While MYANMAR International Cooperation Minister U Kyaw Tin was first time in Bangladesh in October 2007 to talk with FM of Bangladesh in regard Rohingyas’ repatriation, Bangladesh Foreign Minister’s invitation, to Kyaw Tin to pay visit to Rohingyas camps, was strongly denied by Mr. Kyaw Tin. Meaning, he does not have either sympathy on Rohingyas as human being of similar to other people of the world’s dignitaries or he has been in cruel mind of similar partners of those WHO have been crushing Rohingyas. 

WHY does not Myanmar government hear and cooperate with the world community or the United Nations Security Council as being the member of the world organization to settle honestly the longstanding unsolved issue rather than wasting much of the global valuable times? For which, Myanmar’s amoral ministers, right now Minister U Kyaw Tin, “under the term of witnessing repatriation readiness” accompanying many diplomats, ambassadors, UN staffers and so on to the localities where absconded Rohingyas to be back? All their attempts have been falsehoods of Daw Suu Kyi’s filthy diversion to be instilled into the minds of her foreign partners. 

Rohingyas displaced persons who are now in Bangladesh’s many scattered refugees’ camps and remaining Rohingyas who are yet in all around localities are “the people born of the same mother”. They have been all the time constant flow of information of the update military and Rakhine armed people’ aggressions and multiple atrocities against Rohingyas of Rakhine state by one way or another. Rohingyas, yet who adhere to reside in Rakhine state, have been facing the continuous accusations of regional military authorities as being ARSA terrorists and sympathizers. They have been arrested; tortured, squeeze money whatever they have, and then they are usually ordered to disappear from their villages; or face the similar situation of “Inn Din, Tulatuli, Godar Pyin, Paung Daw Pyin”, where mass Rohingyas males were being persecuted, and entire villages were being burned down. No military authorities and Rakhine officials are standing in their ethics to maintain law and orders but as they are the devils-money-grubbing against helpless Rohingyas after designing many unfound excuses. Villagers from the localities are leaving from their villages and no one can stop them from absconding from military’s genocidal constant cleansings.

Right now, Daw Suu Kyi is running two-way policy: (1) repatriation camps built by the money of local entrepreneurs or partner nations of the world for show off acceptance of displaced Rohingyas without creating favorable conditions which can be accepted by Rohingyas returnees and which agreeable to the world community. (2) The remaining Rohingyas have been cleansed through the military operation with understanding of military to vacant the north Rakhine to hand over to the partner-nation selectively to CHINA to do corridor for Geographic strategic plan. 
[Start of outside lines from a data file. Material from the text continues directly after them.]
PR #784, opened 2022-01-24
bashlib parse_argv: must validate with params

bertsky:
This is needed for processors that have _required_ parameters – otherwise the ocrd__wrapped `ocrd validate tasks` will fail.

### DIFF
--- a/ocrd/bashlib/src/parse_argv.bash
+++ b/ocrd/bashlib/src/parse_argv.bash
@@ -78,7 +78,7 @@ ocrd__parse_argv () {
     if [[ -n "${ocrd__argv[page_id]:-}" ]]; then
         _valopts+=( --page-id "${ocrd__argv[page_id]}" )
     fi
-    _valopts+=( "${OCRD_TOOL_NAME#ocrd-} -I ${ocrd__argv[input_file_grp]} -O ${ocrd__argv[output_file_grp]} ${__parameters[*]} ${__parameter_overrides[*]}" )
+    _valopts+=( "${OCRD_TOOL_NAME#ocrd-} -I ${ocrd__argv[input_file_grp]} -O ${ocrd__argv[output_file_grp]} ${__parameters[*]@Q} ${__parameter_overrides[*]@Q}" )
     ocrd validate tasks "${_valopts[@]}" || exit $?
 
     # check parameters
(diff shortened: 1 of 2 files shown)


bertsky:
@kba for example, the new `ocrd-page-transform -L` (from https://github.com/bertsky/workflow-configuration/commit/003ccfb372be7965186ebfa3c1d79d726765f0b1) would fail without this.

ocrd/bashlib/src/parse_argv.bash
```diff
@@ -78,7 +78,7 @@ ocrd__parse_argv () {
     if [[ -n "${ocrd__argv[page_id]:-}" ]]; then
         _valopts+=( --page-id "${ocrd__argv[page_id]}" )
     fi
-    _valopts+=( "${OCRD_TOOL_NAME#ocrd-} -I ${ocrd__argv[input_file_grp]} -O ${ocrd__argv[output_file_grp]}" )
+    _valopts+=( "${OCRD_TOOL_NAME#ocrd-} -I ${ocrd__argv[input_file_grp]} -O ${ocrd__argv[output_file_grp]} ${__parameters[*]} ${__parameter_overrides[*]}" )
```
bertsky, line 81: I am wondering whether I should not quote the parameter variables here, though: Parameter values might themselves contain white-space, which would break in the `task_sequence.parse` because the `-p` or `-P` needs exactly two arguments.

bertsky: But quoting would clog all the `-p` / `-P` arguments into one. Perhaps the only adequate solution is to use 
```suggestion
    _valopts+=( "${OCRD_TOOL_NAME#ocrd-} -I ${ocrd__argv[input_file_grp]} -O ${ocrd__argv[output_file_grp]} ${__parameters[*]@Q} ${__parameter_overrides[*]@Q}" )
```

kba:
```
Q
The expansion is a string that is the value of parameter quoted in a format that can be reused as input.
```

https://www.gnu.org/software/bash/manual/html_node/Shell-Parameter-Expansion.html

bertsky: spoiler: it does work.

Issue #742, opened 2021-11-11
bashlib: fix make lib.bash dependencies


bertsky:
IMHO it's crazy we need (a recent version of) nodejs and its packagers to rebuild bashlib. If we do require non-bash functionality, then why not rely on Python here?

Also, the recipe https://github.com/OCR-D/core/blob/d9f660ee727c5235813e7f1534e26f2bebe483d3/ocrd/bashlib/Makefile#L16-L17 is dangerous, as it creates an (empty) result even in the case of errors (and thus prevents further updates to the target). (If using a shell redirect, the makefile should at least contain `.DELETE_ON_ERROR`.)

kba:
When I started on bashlib, I was doing a lot of Node.JS and was very enamoured with my shell-based tools (shinclude, shrender, tesht etc.) and OCR-D/core was still to be a reference implementation that people might or might not use, so I didn't really take into account how easy it is for others to work with it.

I think we should just drop the shinclude mechanism and have a single big `lib.bash` file that we work on directly.

As for Node.JS: You only need that for regenerating the `make help` output (by way of `@kba/makefile-parser`) and for the continuous building of lib.bash on file change - which we wouldn't need anymore.

PR #785, opened 2022-01-28
bashlib: drop building from fragments, #742

kba:
## Background

`bashlib` (in `ocrd/ocrd/lib.bash`) is a bash library that exposes/emulates much of the Python API for use in shell scripts, so developers can create OCR-D processors with relatively few lines of shell script to wrap non-Python-based processor backends, such as the OLENA C++ tools, ImageMagick's `identify` or any other command line tool.

## Current situation

As discussed in #742, the build process for `ocrd/ocrd/lib.bash` is over-engineered and adds unnecessary burden with setting up tooling (including node.js) on developers while offering little in terms of clarity or compartmentalization (because, without the shinclude tooling properly set up, one needs to edit both the source and the built library by hand).

## Solution

So, in this PR, we get rid of the build process entirely. `ocrd/ocrd/lib.bash` is to be edited directly and the README for bashlib is now part of the top-level README.

## Testing

This change is completely transparent for end users, nothing changes for them. OCR-D/core developers working on bashlib however will not need to set up shinclude and Node.JS anymore or call `make bashlib` to regenerate `ocrd/ocrd/lib.bash`, they can edit it directly.


bertsky (commented):
IMHO keeping the `make bashlib` and only exchanging its recipe (via simple `cat` instead of `shinclude`) would have been better, because we get to keep the distinct smaller files and their git history – but I can live with that, too.

Note: this would clash with https://github.com/OCR-D/core/pull/784

mweidling (approved):

PR #792, opened 2022-02-02
resmgr download: separate name and url

### LINKED ISSUE #780: resmgr download: allow specifying name independent of URL
```
ocrd resmgr download -n ocrd-detectron2-segment ...
ocrd resmgr list-installed -e ocrd-detectron2-segment
- All_X152.yaml @ data (https://layoutlm.blob.core.windows.net/tablebank/model_zoo/detection/All_X152/All_X152.yaml)
  Found at data on 2022-01-19 12:44:17.192397
- model_final_01ca85.pkl @ data (???)
  Found at data on 2022-01-20 23:29:42.287291
- model_final.pth @ data (https://layoutlm.blob.core.windows.net/tablebank/model_zoo/detection/All_X152/model_final.pth)
  Found at data on 2022-01-19 13:13:18.793976
- DLA_mask_rcnn_R_101_FPN_3x.yaml @ data (https://github.com/hpanwar08/detectron2/raw/master/configs/DLA_mask_rcnn_R_101_FPN_3x.yaml)
  Found at data on 2022-01-20 21:23:24.611257
```

This is not helpful. I would like to be able to set a `name` on the CLI, just as I can in the central `resource_list.yml`.

bertsky:
Fixes #780

### DIFF
--- a/ocrd/ocrd/cli/ocrd_tool.py
+++ b/ocrd/ocrd/cli/ocrd_tool.py
@@ -9,7 +9,7 @@ OCR-D CLI: ocrd-tool.json management
 from json import dumps
 import codecs
 import sys
-
+import os
 import click
 
 from ocrd.decorators import parameter_option, parameter_override_option
@@ -96,15 +96,23 @@ def ocrd_tool_tool_description(ctx):
 @ocrd_tool_tool.command('list-resources', help="List tool's file resources")
 @pass_ocrd_tool
 def ocrd_tool_tool_list_resources(ctx):
-    Processor(None, ocrd_tool=ctx.json['tools'][ctx.tool_name],
-              list_resources=True)
+    class BashProcessor(Processor):
+        @property
+        def moduledir(self):
+            return os.path.dirname(ctx.filename)
+    BashProcessor(None, ocrd_tool=ctx.json['tools'][ctx.tool_name],
+                  list_resources=True)
 
 @ocrd_tool_tool.command('show-resource', help="Dump a tool's file resource")
 @click.argument('res_name')
 @pass_ocrd_tool
 def ocrd_tool_tool_show_resource(ctx, res_name):
-    Processor(None, ocrd_tool=ctx.json['tools'][ctx.tool_name],
-              show_resource=res_name)
+    class BashProcessor(Processor):
+        @property
+        def moduledir(self):
+            return os.path.dirname(ctx.filename)
+    BashProcessor(None, ocrd_tool=ctx.json['tools'][ctx.tool_name],
+                  show_resource=res_name)
 
 @ocrd_tool_tool.command('help', help="Generate help for processors")
 @pass_ocrd_tool
--- a/ocrd/ocrd/processor/base.py
+++ b/ocrd/ocrd/processor/base.py
@@ -9,6 +9,7 @@ __all__ = [
     'run_processor'
 ]
 
+from pkg_resources import resource_filename
 from os.path import exists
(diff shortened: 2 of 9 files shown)


bertsky:
We should add a test for the `-n URL TOOL NAME` use-case as well (both as an unregistered resource and as URL-override).

ocrd/ocrd/cli/ocrd_tool.py
```diff
@@ -96,15 +96,23 @@ def ocrd_tool_tool_description(ctx):
 @ocrd_tool_tool.command('list-resources', help="List tool's file resources")
 @pass_ocrd_tool
 def ocrd_tool_tool_list_resources(ctx):
-    Processor(None, ocrd_tool=ctx.json['tools'][ctx.tool_name],
-              list_resources=True)
+    class BashProcessor(Processor):
+        @property
+        def moduledir(self):
+            return os.path.dirname(ctx.filename)
```
kba, line 102: But will this work with the `SHAREDIR=...` convention we use for `make install` of bashlib processors? In that case, the executable might be installed to `$HOME/.local/bin`, but the resources to `$HOME/.local/share/<projectname>`?

ocrd/ocrd/processor/base.py
```diff
@@ -213,19 +205,50 @@ def resolve_resource(self, val):
...
-        List all resources found in the filesystem
+        List all resources found in the filesystem and matching content-type by filename suffix
+        """
+        mimetypes = get_processor_resource_types(None, self.ocrd_tool)
+        for res in list_all_resources(self.ocrd_tool['executable'], moduled=self.moduledir):
+            res = Path(res)
+            if not '*/*' in mimetypes:
+                if res.is_dir() and not 'text/directory' in mimetypes:
+                    continue
+                # if we do not know all MIME types, then keep the file, otherwise require suffix match
```
kba, line 233: :+1:

ocrd_utils/ocrd_utils/os.py
```diff
@@ -98,33 +100,45 @@ def list_all_resources(executable):
...
 
 def get_processor_resource_types(executable, ocrd_tool=None):
     """
-    Determine whether a processor has resource parameters that represent
-    directories (``has_dirs``), files (``has_files``) or neither.
+    Determine what type of resource parameters a processor needs.
 
-    Returns a pair ``(has_dir, has_files)``
+    Return a list of MIME types (with the special value `*/*` to
+    designate that arbitrary files or directories are allowed).
```
kba, line 127: That is much better than `has_dirs, has_files`.

kba (approved):

ocrd/ocrd/cli/ocrd_tool.py
bertsky: Yes, it does work – as long as the resources are in the same directory as the ocrd-tool.json file (which is the case for all existing bashlib processors we have). It does not matter where the executable itself is, or which directory the resources go to (venv or XDG or whatever `make install` does).

ocrd_utils/ocrd_utils/os.py
bertsky: It's been quite a chase to get here, but yes, I think this makes sense now.

bertsky:
Note: this warrants a new minor release, because the `resmgr download` CLI has changed slightly, and so has `ocrd_utils.get_processor_resource_types`. 

Documentation will have to be updated in various places:
- changelog here
- https://github.com/OCR-D/spec/pull/190
- models.md in spec

PR #676, opened 2021-02-26
OcrdExif: replace resolution logic with identify callout

kba:
For many operations, it is critical to have an accurate number for the pixel density of an image.

The capabilities of Pillow vary with different formats and requires a lot of checking in different places for numbers and often fails.

This PR replaces the PIL-based logic to get the DPI from a CLI call to ImageMagick's `identify` tool. This means that having IM installed will be a prerequisite for all OCR-D software. Getting this running in a native Windows environment will probably more difficult. But the IMHO huge advantage is that we have reliable DPI that is at least consistent and doesn't produce as many bogus `resolution 1` results.

I also tried to implement the behavior with wand, a dedicated IM library for python in https://github.com/OCR-D/core/commit/344de3eb17cd91f19bbdbae44e4e06b6f4c88a3f That has the advantage of being less platform-dependent and cleaner than parsing `identify` output. The main drawback is that it didn't produce much more accurate results than the PIL method. But this might be because Pillow's `PIL.save()` is not only slow even when writing to an in-memory object but will not correctly serialize the pixel density. Though this could probably be circumvented by reading the file from disk as is implemented in this PR.

PR #796, opened 2022-02-10
OcrdExif: reintroduce PIL method as fallback

kba:
When we merged #676 the assumption was that OCR-D users will always have ImageMagick installed. Which is still reasonable for end users but we did not consider usage of OCR-D/core as a library in other projects. And since ImageMagick is a system dependency and cannot be installed via PyPI, we effectively require library users, at least those using the OcrdExif class, to also install ImageMagick with their system's package manager.

This PR rectifies that by re-adding the old PIL-based method as a fallback if `identify` is not in `$PATH`.

Also adds `imagemagick` as a `deps-ubuntu` dependency and also runs `make deps-ubuntu` in the Dockerfile.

Due to durable and honest solution by Myanmar government to the issue, rather than unilateral construction of transit camps, which are believed to be graveyards again for Rohingyas returnees? And a fine escape of international constant pressure without confirmation of any firm agreement, firstly Daw Suu Kyi should have discussed and accepted world opinions how to settle the standing issue in a way of perfect that be acceptable for all RATHER hearing the destructive voices of Rakhine fanatic, morally wrong monks and wicked parliamentarians, and military authorities. 

After having understood of above-mentioned criminal nature of Myanmar regime led by Daw Suu Kyi and EVEN THOUGH many earlier dignitaries of the world bodies have had expresses: “textbook examples of ethnic cleansing; hallmarks of genocide and mass people killing; and nothing more than genocidal activities” against Rohingyas have been widely, clearly known to the world people. 

THEN what are THE world powerful authorities thinking about the slaughter of mass Rohingyas human beings and destructions of their houses and other properties in many forms by the government of Myanmar without taking swift actions?